On a beautiful Saturday morning in July 1958, 19-year-old Carol Parks unexpectedly started a movement. She parked her yellow Chevrolet in downtown Wichita and walked through the revolving door of Dockum Drug Store. She took a seat at the lunch counter and ordered a Coca-Cola. She did this, she said, “as if I’d been doing it all my life.”
Only, she hadn’t. Not once. She was an African American woman and, at the time, lunch counters across the United States were segregated, with Black patrons relegated to takeout windows and standing sections.

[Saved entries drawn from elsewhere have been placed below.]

PR #3214, opened 2022-08-19
Add Jekyll herb reminder v1.0.0

AmrikSD:


AmrikSD:
This started off as an addition to the random events plugin https://github.com/runelite/runelite/pull/15525 but was told it'd be more suitable as a plugin hub plugin because it's so niche

LlemonDuck:
You have both an MIT license (/LICENSE.md) and a BSD 2-Clause license (/LICENSE) in your repository. You should remove whichever one you do not wish to use (and also maybe take the time to add /bin to your .gitignore while you're at it, but not strictly necessary)

AmrikSD:
> You have both an MIT license (/LICENSE.md) and a BSD 2-Clause license (/LICENSE) in your repository. You should remove whichever one you do not wish to use (and also maybe take the time to add /bin to your .gitignore while you're at it, but not strictly necessary)

My bad - I was just fighting to get the CI to pass so thought it was beting picky about BSD seems the actual issue is that it needs /LICENSE (without .md) to work

Good spot though, is everything else in order?

PR #3215, opened 2022-08-19
Update Inventory Setups to v1.14 and Bank Tag Layouts to 1.4.18

dillydill123:
Inventory Setups:
- Added Icon Mode
- Optimized how inventory setup data is stored 

Bank Tag Layouts:
- Updated to deal with new inventory setup data layout

@geheur will confirm


geheur:
looks good to me 👍 .

PR #3219, opened 2022-08-20
AFK Movement Alerter plugin

ConorJS:
Gives a visual indicator when your character stops moving.

This can be useful if you're training skills (or doing some other activity) involving constant movement, such as Agility or Runecrafting, especially if the game is on a side monitor.

The game window will glow a color (configurable). You can also configure the speed of the glow effect, and how long your character needs to stand still for the alert to trigger. You can also configure a separate alert window when the character is at a bank (to compensate for extra time banking takes compared to just moving your character)


LlemonDuck:
This is achievable with Idle Notifier + RuneLite Notification settings, have you tried using those? Let me know if you'd still like this plugin added to hub.

ConorJS:
> This is achievable with Idle Notifier + RuneLite Notification settings, have you tried using those? Let me know if you'd still like this plugin added to hub.

I didn't know you could do that, neat.

Still, it has use because getting desktop notifications for all movement events is annoying, and it's also a loss to disable desktop notifications for all plugins just because you don't want movement idle notifiers to trigger them. The visual notification is intended to be a lower priority than other notifications, but RuneLite doesn't allow you to do this (at least, AFAICT).

Also, I find the 'breathing' visual affect of the notifier on my plugin less harsh than the flashing in RuneLite's notification settings, which I did intentionally to avoid this, I think I started with the same effect.

It's also nice being able to extend the delay when the bank is open, which my plugin allows you to do, to compensate for the extra time it takes to use a bank (as your character is stationary during).

Also, I keep catching the RuneLite alerter break like this: https://gfycat.com/grizzledimaginarygharial (I have no other notifications active in this, so it shouldn't be active while moving). The delay timing seems off sometimes too, but I'm not sure. I never observed this, or anything similar, with mine.

So in short, yeah, I'd still like the plugin added. Thanks for pointing that out though.

LlemonDuck:
Two things:
* Whatever you're doing in the overlay class and WindowUtil can be replaced with `graphics.fill(client.getCanvas().getSize())`
* Your `displayName` in /runelite-plugin.properties should be more descriptive, it is the name that appears on the Plugin Hub listing

ConorJS:
Hey @LlemonDuck - just giving you a friendly ping in case this fell off your radar

PR #3223, opened 2022-08-21
Create yewww

lafffta:
Plays Soulja Boy sound effect when chopping yew logs, also plays when someone nearby (within 5 tiles) chops a yew tree.


LlemonDuck:
Funny plugin idea, but the sound clips are not public domain and would require permission from the copyright holder to include here.

LlemonDuck:
Closing due to the above. Feel free to reopen if you want to use another (copyright-free/license-granted) sound, or some other change that addresses the above.

PR #3231, opened 2022-08-22
Update startierindicator - Fix Failed to build for hiscore api changes

pwatts6060:


Nightfirecat:
FYI changing a config's `keyName` will cause its value to be reset for users. Are you sure you want to change `xpPerHour` -> `dustPerTick`? (I'm aware the old name was incorrect for what the config should have been storing)

Nightfirecat (approved):

pwatts6060:
> FYI changing a config's `keyName` will cause its value to be reset for users. Are you sure you want to change `xpPerHour` -> `dustPerTick`? (I'm aware the old name was incorrect for what the config should have been storing)

this is fine, please go ahead with the merge

PR #3257, opened 2022-08-28
Remove abandoned and broken plugin

nofatigue:
Hey, my plugin is REALLY buggy and is not gonna be fixed any time soon... I think it's better to remove it for now.


Nightfirecat:
Instead of removing the file, add the following line to the plugin file:

```
disabled=removed by author because unmaintaned
```

nofatigue:
> Instead of removing the file, add the following line to the plugin file:
> 
> ```
> disabled=removed by author because unmaintaned
> ```

done

PR #3969, opened 2023-03-01
Create Loot console logger

EmerycP:
A very simple plugin that logs the drops in the OSRS's console. 
Pretty useful when playing with multiple accounts on limited screen space.
I plan to add more type of logs, color & message customization

You can add some drops in an ignore list.
You can also highlight specified drops.
java_RitZB8IDoP


raiyni:
If this repository is private, it needs to be made public.

EmerycP:
> If this repository is private, it needs to be made public.

Woops. I thought I made it public. Thank you.

PR #3981, opened 2023-03-04
OWM-Chat Plugin Whitelist Update

Cerisk:
Updated the plugin to include new features:
- Overhead messages are not automatically pushed to the OSRS chatbox
- Config now includes a whitelist formatted similarly to the NPC Indicators plugin = ex. (NPC Name), (NPC Name)
- Includes a reset button
- Comments in code for what methods are doing
- Commented out code for potential feature of adding a sub-right click menu option that would tag and untag NPCs from the whitelist.

### DIFF
--- a/OWM-CHAT Plugin Submission
+++ b/OWM-CHAT Plugin Submission
@@ -1,0 +1,2 @@
+repository=https://github.com/Cerisk/OWM-Chat.git
+commit=ae57ab76a9b33e858efc134a8f1ae41813b73412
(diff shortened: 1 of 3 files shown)


Cerisk:
Not sure if it saved properly, here is the updated file information:

repository: https://github.com/Cerisk/OWM-Chat.git
commit: b4c4c7a33c460b41d6559530808c17c312689906

Cerisk:
If there are any further updates/information needed, let me know.

PR #3984, opened 2023-03-04
Updates max-skill-trim

NathanQuayle:
Changes how we handle Overlaying the trim. Originally was using OverlayManager, but the trim needed to sit between the skill & the exp tooltip. OverlayManager would appear above both.

Moved to creating a graphics widget inside each skill and then applying a custom sprite.


Nightfirecat:
You need to [synchronize `ImageIO.read()`](https://github.com/NathanQuayle/max-skill-trim/compare/6375a58752977b4d4225876910a500eccaba66b8...NathanQuayle:f18e96ef84ee80ac63f0331bddca3b0cdd969873#diff-9063b6ba273acc093ca0954047650399319ea0a71d264bd80b657bc76007bf6dR219) like you had previously been doing in startUp()

NathanQuayle:
Think this is resolved now.

I've also added people to the licence whose work I've copied functions from. I think this is how it works.

PR #3985, opened 2023-03-04
Create browser-wiki

gkazan:
An alternative to the wiki plugin which adds an embedded browser.


Adam-:
We do not have support for javafx, and, probably would not want this regardless since it executes arbitrary javascript.

gkazan:
JavaScript can be disabled, which I will do.
` webEngine.setJavaScriptEnabled(false);`
As for jfx, am I not able to add a build dependency to my build.gradle or it is not supported entirely?

PR #3989, opened 2023-03-05
Item Charges Improved v0.2.3

TicTac7x:
* Celestial ring added, select infoboxes to hide from settings (so new items are visible automatically in the future)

Parks’s order was a small act of defiance, and the White waitress was flummoxed. Especially when she saw another young Black woman hop off a bus and sit down two stools away. Then another woman. And another. Ten young protesters — all members of Wichita’s NAACP Youth Council, of which Parks was vice president — occupying the counter’s seats. The store’s management put up a sign: “This Fountain Temporarily Closed.”
This was the start of the first successful student-led sit-in of the civil rights movement, a protest that would last three weeks. It led the popular drugstore chain, Rexall, to change its segregation policy across the state of Kansas, and started a chain of events that led to the Greensboro sit-in 19 months later. Still, few people outside Wichita — even many inside it — have any idea this happened. The story illustrates the gaps in our historical record, and how they come to be.
‘We lived in two societies’
“You have to right wrongs occasionally. And that’s what we did,” said Parks, now Carol Parks Hahn, 80. She organized the Dockum sit-in alongside her cousin, Ronald Walters, president of the NAACP Youth Council.
Walters was 20, a freshman at Wichita State University known for his charisma — friends joked that he’d carried an attache case since age 13. The idea for the sit-in didn’t come as a “flash of insight,” he later wrote, but developed over more than a year.
Segregation was technically illegal in Kansas — the state had passed a civil rights statute in 1874. This was a place that “bled” over whether slavery would be allowed, that was the origin point of Brown v. Board of Education, which in 1954 led to the integration of schools. Still, segregation ruled all.
“That’s the way it was in Wichita,” said Robert Newby, now 85 and then the oldest sit-in participant at 22, a drummer in the Wichita State University band. “Even though there were no Jim Crow signs, the fact is the racial rules were very clear.”